Vale lembrar que em junho, em resposta a outros questionamentos feitos pelo De Olho Nos Ruralistas, Nunes já tinha tentado enquadrar criminalmente um veículo da mídia independente no exercício do próprio trabalho jornalístico em sua essência – investigar, questionar, incomodar, insistir em obter respostas dos poderosos -, ao afirmar que “a postura do veículo tem se assemelhado a perseguição, um crime previsto na Lei Federal 4.132, de 31 de março de 2021” – a “Lei do Stalking”.
Se esse tipo de coisa prosperar em São Paulo, não demora para vermos políticos paulistanos-bolsonaristas imitando seu luminar, dizendo assim a jornalistas após perguntas embaraçosas, em quebra-queixos no Edifício Matarazzo, literalmente em quebra-queixos: “vontade de encher a sua boca de porrada”.
Não demora e talvez a gente assista a algum ex-comandante da Rota enfiado em chapa para eleição majoritária em São Paulo, como é o caso do vice na chapa de Ricardo Nunes, sentindo-se à vontade para imitar um certo ex-comandante militar do Planalto, o general Newton de Araújo Oliveira e Cruz.
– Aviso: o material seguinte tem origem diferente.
PR #950, opened 2020-09-27
#768 - Make fields with URL value clickable

### LINKED ISSUE #768: Make links clickable
When adding a link into a custom field, it would be helpful to be able to click on it to visit. It's possible to click to copy but not click to visit.

**Suggested solution:** On hover, add an extra button with a chain icon to visit the link

montrueque:
This PR offers a possible solution to the #768 issue. It adds a button similar to the existing copy or reveal password buttons, as well as the contextual menu option.  It also adds translation in all available languages.

Fixes #768

### DIFF
--- a/src/renderer/system/utils.js
+++ b/src/renderer/system/utils.js
@@ -2,13 +2,12 @@ import path from 'path';
 import { clipboard, remote, shell } from 'electron';
 import ms from 'ms';
 
+const currentWindow = remote.getCurrentWindow();
 const isValidUrl = require('is-valid-http-url');
 
 const __cache = {
   timer: null
 };
-
-const currentWindow = remote.getCurrentWindow();
 
 export function copyToClipboard(
   text,
@@ -54,7 +53,6 @@ export function openUrl(url) {
   if (!/^http(s)?:\/\//i.test(url)) {
     url = `https://${url}`;
   }
-
   shell.openExternal(url);
 }
 
--- a/src/renderer/system/utils.js
+++ b/src/renderer/system/utils.js
@@ -2,6 +2,8 @@ import path from 'path';
 import { clipboard, remote, shell } from 'electron';
 import ms from 'ms';
 
+const isValidUrl = require('is-valid-http-url');
+
 const __cache = {
   timer: null
 };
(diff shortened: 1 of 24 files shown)


src/renderer/system/utils.js
```diff
@@ -44,10 +44,25 @@ export function readClipboard() {
...
 
+export function isUrl(url) {
+  var pattern = new RegExp(
+    '^(https?:\\/\\/)?' +
+      '((([a-z\\d]([a-z\\d-]*[a-z\\d])*)\\.)+[a-z]{2,}|' +
+      '((\\d{1,3}\\.){3}\\d{1,3}))' +
+      '(\\:\\d+)?(\\/[-a-z\\d%_.~+]*)*' +
+      '(\\?[;&a-z\\d%_.~+=-]*)?' +
+      '(\\#[-a-z\\d_]*)?$',
+    'i'
```
perry-mitchell, line 55: This pattern doesn't appear to support non-ascii characters, and users may store non-ascii URLs in non-punycode format. Imo it would be best to use a combination of [is-url](https://www.npmjs.com/package/is-url) and [is-valid-domain](https://www.npmjs.com/package/is-valid-domain).

If a string passes `is-url` and doesn't have the protocol prefix, ie. `my-domain.com`, pass it to `is-valid-domain` for confirmation that it's a domain and not some random string. This checks the string against valid domain TLDs.

Being that the desktop app is installed and it's already quite large, I don't see the harm in adding these extra packages to allow for this functionality.

src/renderer/system/utils.js
```diff
@@ -44,10 +44,25 @@ export function readClipboard() {
...
+  );
+
+  return !!pattern.test(url);
+}
+
 export function openUrl(url) {
-  if (!/^http(s)?:\/\//i.test(url)) {
+  if (!isUrl(url)) {
```
perry-mitchell, line 62: I would suggest reverting this functionality, as it's checking for a protocol. Might be best to use `^\w+:\/\/` or something else, and if it's false, assume `https`. The protocol is required for opening URLs, and we should default to https for security.

perry-mitchell (changes requested):

src/renderer/system/utils.js
montrueque: Yes, you're right. I'll revert it.

src/renderer/system/utils.js
montrueque: I had seen some extra package which do these checks, but I thought it was a better idea to implement directly. 

I change this part as you suggest.

src/renderer/system/utils.js
montrueque: Fixed.

src/renderer/system/utils.js
montrueque: Fixed.

perry-mitchell (approved):
Looks good to me

sallar (approved):
Looks great to me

Há pouco mais de 40 anos, em 1983, o general Newton Cruz deu um salto da escadaria do Hotel dos Militares, em Brasília, e, “espumando de raiva e com a farda em desalinho”, como relatou a imprensa na época, agarrou pelo pescoço o repórter Honório Dantas, da Rádio Planalto, para obrigá-lo a se desculpar por fazer perguntas “provocativas e impertinentes”.
Antes de agredir o repórter, Newton Cruz tinha pedido a jornalistas o que Ricardo Nunes, espumando também, em desalinho também, parece querer também dos jornalistas de verdade: “Por favor, me esqueçam”.